Pour dompter des pensées parfois trop envahissantes, pour s’enivrer et se laisser aller, pourquoi ne pas danser sous ces boules accueillantes et festives ?
Ce détournement des molécules rappelle l’intérêt de l’artiste pour la question des addictions, de la dépendance et de toutes les petites béquilles qui nous permettent de traverser la vie – thématique très présente dans le travail de Jeanne Susplugas.
« C’est le début d’une fête qui grince comme dans (…) les étranges sculptures de Jeanne Susplugas, où cohabitent boules à facettes géantes, brillance fade des néons, et spectre de la sur-médicamentation d’une société au bord du burn out. »
Arnaud Idelon in Vice, Janvier 2020.
Yves Michaud, Œuvres complètes.
30 mars 28. (tous ces chapitres sont annotés comme ça)
La nuit passée, j’ai pris de l’éther. Quelle projection ! Et quelle grandeur !
L’éther arrive à toute vitesse. En même temps qu’il approche, il agrandit et démesure son homme, son homme qui est moi, et dans l’Espace le prolonge et le prolonge sans avarice, sans comparaison aucune.
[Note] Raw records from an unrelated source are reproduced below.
PR #6378, opened 2026-06-25
ui: add multi-trace "at the same time" merge configurator

LalitMaganti:
This CL introduces the first part of the final shape of the merge
trace configuration tool in the UI. Right now we're focusing on
exposing things who owns the global clock and alignment between
them. Followup CLs will deal with multi-machine clocks and all
the problems that come from that

### DIFF
--- a/ui/src/frontend/views/sidebar.ts
+++ b/ui/src/frontend/views/sidebar.ts
@@ -213,7 +213,7 @@ function getCurrentTraceItems(trace: TraceImpl): SidebarMenuItemInternal[] {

L’éther arrive à une vitesse de train, par sa route de bonds, d’enjambements : escalier à marches de falaises.
Ainsi gravit les paliers de l’atmosphère un oiseau grand voilier dans la cordillère des Andes.
Cependant mes pieds et mes jambes, comme s’il y venait goutte à goutte le dépôt de ma pesanteur matérielle, s’éloignent, se caoutchoutent au fin bout de moi-même.
Et sur ma bouche une bouche de glace.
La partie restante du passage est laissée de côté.